I have absolutely no idea what this last part means — mud is a soft, sticky matter that results from mixing earth and water, that’s not really that hard to imagine — but the overriding theory of the story seems to be that the Browns’ defensive coordinator, Jim O’Neil, spends too much time trying to outsmart offenses and not enough time just getting his players into position to make plays. Or, to put it even more simply, the overriding theory is that Cleveland defenders are too baffled to actually tackle the person running with the football.
Now, my initial reaction to this is pure skepticism. From afar, it doesn’t look like the Browns are getting outschemed. It looks like the Browns are getting outplayed. I see a team that misses a lot of tackles. I see a team that doesn’t get off blocks. I see a team that is getting knocked around. But, obviously, I know very little about the complexities of football so I’m willing to consider any possibility. The Cleveland Plain Dealer’s excellent Mary Kay Cabot asked linebacker Karlos Dansby if the Browns are confused:
“No, because they’ve been doing it all their life,” Dansby said. “You know what I’m saying? You get to this level, it’s like you’ve got a PhD in what you’re doing.”
I like this a lot. A PhD in football. What would be some of the courses you would take to become a Doctor of Philosophy in football? How tough a grader would Cris Collinsworth be? I imagine there are more than a few schools that wouldn’t mind adding that degree. And, in a grand sense, I think that Dansby’s right. You play football in junior high, in high school, in college, in the NFL — that’s years and years of watching film and staring at chalkboards and learning the dark arts of stopping the run. You become expert. So this would seem to counter the whole “Browns are just confused” theory.

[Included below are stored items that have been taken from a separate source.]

PR #103, opened 2015-06-09
Cat72x mini aod

jedori0228:
added SKTree variabels into catMuon.


jshlee:
i'll like to close this since it has been included in PR #102

PR #112, opened 2015-07-20
Parton top update

jhgoh:
Update PartonTopProducer

**Change particle ordering**
Top quarks are stored at the first. partons[0] and partons[1] will give top and anti-top.
No physics change is expected but there can be little modification to user analysis macros.

**Allow t->Wq, q!=b decays**
Some MC with CKM allows t->Ws t->Wd decays.
Small change in gen level event selection.

**Fix to getLast()**
Trace daughter if decays to same particle and no other decay products except photons and gluons.
In some cases, W decay products contains copy of W itself without daughter particles -
Imagine a decay chain:
   W_1(3 daughters)->W_2(0 dau) + l + nu
W_1 will be selected with this new code.
But in the decay chain
  W_a -> W_b + photons... -> l + nu + photons
W_b will be selected.


jshlee:
+1
i merged by mistake, but i dont think anyone will have any objections

PR #113, opened 2015-07-20
Flexiblility to add variable into ntuple maker

jhgoh:
Technical change, no physics change

Variables can be added with template of (generic) Consumer classes.


jhgoh:
Closing this and re open with correct remote.

PR #114, opened 2015-07-20
Jets before hadronization

jhgoh:
_Needs physics discussion with TOP-13-010 and future ttbb analyzers_

This PR adds one more jet collection from PartonTopProducer.
No change in existing objects.

In the ttbb analysis in 8TeV uses jets after parton shower before hadronization.
This definition is useful to match with theory which uses cuts.f in madgraph.

**Discussion point: input particle definition**
Select quarks or gluons which does not decay/radidate to quarks or gluons - does this give consistent definition?
Note: other particles are ignored in this jet definition.

``` c++
    else if ( absPdgId < 6 or absPdgId == 21 )
    {
      // QCD particles : select one after parton shower, before hadronization
      bool toKeep = true;
      for ( size_t j=0, m=p.numberOfDaughters(); j<m; ++j )
      {
        const int absDauId = abs(p.daughter(j)->pdgId());
        if ( absDauId < 6 or absPdgId == 21 ) { toKeep = false; break; }
      }
      if ( toKeep )
      {
        qcdParticles.push_back(&p);
      }
    }
  }
```

**Discussion point 2 : 13TeV usage**
Will this be used in 13TeV analysis?

### DIFF
--- a/CatProducer/plugins/PartonTopProducer.cc
+++ b/CatProducer/plugins/PartonTopProducer.cc
@@ -4,6 +4,9 @@
 #include "FWCore/ParameterSet/interface/ParameterSet.h"
 
 #include "DataFormats/HepMCCandidate/interface/GenParticle.h"
+#include "fastjet/JetDefinition.hh"
+#include "fastjet/ClusterSequence.hh"
+#include "RecoJets/JetProducers/interface/JetSpecific.h"
 
 #include "CommonTools/Utils/interface/PtComparator.h"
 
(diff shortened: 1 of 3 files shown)


jhgoh:
Merged by accident, reverting this soon.

YoungKwonJo:
https://twiki.cern.ch/twiki/bin/view/CMS/TTbarHbbRun2ReferenceAnalysis
https://twiki.cern.ch/twiki/bin/view/CMSPublic/GenHFHadronMatcher#Installation_instructions
I guess we need to use it or to make similar way.
The twik has the Event categorization for ttbb, ttb, tt2b, ttcc, ttlf.
Now, I am trying to add the candidates by using GenHFHadronMathcer in catTool.

However, I guess it is good point as "Discussion point: input particle definition"
However, I guess we have to match between genjet-object and b/c-hadron-candidate.

PR #115, opened 2015-07-20
Jets before hadronization

jhgoh:
Re-opening #114 

**Needs physics discussion with TOP-13-010 and future ttbb analyzers**

This PR adds one more jet collection from PartonTopProducer.
No change in existing objects.

In the ttbb analysis in 8TeV uses jets after parton shower before hadronization.
This definition is useful to match with theory which uses cuts.f in madgraph.

**Discussion point: input particle definition**
Select quarks or gluons which does not decay/radidate to quarks or gluons - does this give consistent definition?
Note: other particles are ignored in this jet definition.

``` c++
    else if ( absPdgId < 6 or absPdgId == 21 )
    {
      // QCD particles : select one after parton shower, before hadronization
      bool toKeep = true;
      for ( size_t j=0, m=p.numberOfDaughters(); j<m; ++j )
      {
        const int absDauId = abs(p.daughter(j)->pdgId());
        if ( absDauId < 6 or absPdgId == 21 ) { toKeep = false; break; }
      }
      if ( toKeep )
      {
        qcdParticles.push_back(&p);
      }
    }
  }
```

**Discussion point 2 : 13TeV usage**
Will this be used in 13TeV analysis?

### DIFF
--- a/CatProducer/plugins/PartonTopProducer.cc
+++ b/CatProducer/plugins/PartonTopProducer.cc
@@ -4,6 +4,9 @@
 #include "FWCore/ParameterSet/interface/ParameterSet.h"
 
 #include "DataFormats/HepMCCandidate/interface/GenParticle.h"
+#include "fastjet/JetDefinition.hh"
+#include "fastjet/ClusterSequence.hh"
+#include "RecoJets/JetProducers/interface/JetSpecific.h"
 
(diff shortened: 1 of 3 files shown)


jhgoh:
Closing this and re open with correct remote.

PR #116, opened 2015-07-20
Flexiblility to add variable into ntuple maker

jhgoh:
#113

Re-open with correct remote.

Technical change, no physics change

Variables can be added with template of (generic) Consumer classes.


jshlee:
:+1:

PR #118, opened 2015-07-21
add catGetHFHadronMatching_cff

YoungKwonJo:
https://twiki.cern.ch/twiki/bin/view/CMS/TTbarHbbRun2ReferenceAnalysis#TT_X_splitting
https://twiki.cern.ch/twiki/bin/view/CMSPublic/GenHFHadronMatcher#Output_of_the_tool

### DIFF
--- a/CatProducer/prod/PAT2CAT_cfg.py
+++ b/CatProducer/prod/PAT2CAT_cfg.py
@@ -36,6 +36,9 @@ patTool(process, runOnMC, useMiniAOD)
 from CATTools.CatProducer.catTools_cff import *
 catTool(process, runOnMC, doSecVertex, useMiniAOD)
 
+from CATTools.CatProducer.catGetHFHadronMatching_cff import *
+genHFTool(process, runOnMC,  useMiniAOD)
+
 from CATTools.CatProducer.catEventContent_cff import *
 process.out.outputCommands = catEventContent
 if runOnMC:
--- a/CatProducer/prod/PAT2CAT_cfg.py
+++ b/CatProducer/prod/PAT2CAT_cfg.py
@@ -36,8 +36,8 @@ patTool(process, runOnMC, useMiniAOD)
 from CATTools.CatProducer.catTools_cff import *
 catTool(process, runOnMC, doSecVertex, useMiniAOD)
 
-from CATTools.CatProducer.catGetHFHadronMatching_cff import *
-genHFTool(process, runOnMC,  useMiniAOD)
+from CATTools.CatProducer.catGenHFHadronMatching_cff import *
+genHFTool(process, useMiniAOD)
 
 from CATTools.CatProducer.catEventContent_cff import *
 process.out.outputCommands = catEventContent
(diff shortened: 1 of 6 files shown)


CatProducer/prod/PAT2CAT_cfg.py
```diff
@@ -36,6 +36,9 @@
 from CATTools.CatProducer.catTools_cff import *
 catTool(process, runOnMC, doSecVertex, useMiniAOD)
 
+from CATTools.CatProducer.catGetHFHadronMatching_cff import *
+genHFTool(process, runOnMC,  useMiniAOD)
```
jshlee: a bit pedantic, but this shouldnt need runOnMC as input since it should be only used for mc

jshlee:
Hi YoungKwon,

Is there a nicer way to put this in to catJets.
i.e. catJets already have;
    int partonFlavour_;
    int hadronFlavour_;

But then, Dansby said this about Jim O’Neil’s system:
“I’m trying to hone in how he wants to do it, because every coach is different. It’s a learning curve, man. Like I say, you’ve got a PhD in it. You’re trying to get a Doctorate now.”
Um … OK, I’m going to show my own stupidity again but: I thought a PhD IS a doctorate. Here, let me look this up. OK: PhD means “A doctorate in any discipline except medicine, or sometimes theology.”
Well, wait, is Jim O’Neil teaching theology over there? Is that what Dansby means? Can theology stop Chris Johnson? And by the way if Karlos Dansby, who is in his 12th NFL season, is facing a learning curve, what chance do the younger guys have? Also: Do the Browns define mud in some different way?
These are only some of the complicated questions revolving around the Cleveland Browns these days. Also: What the heck do you do with Johnny Manziel?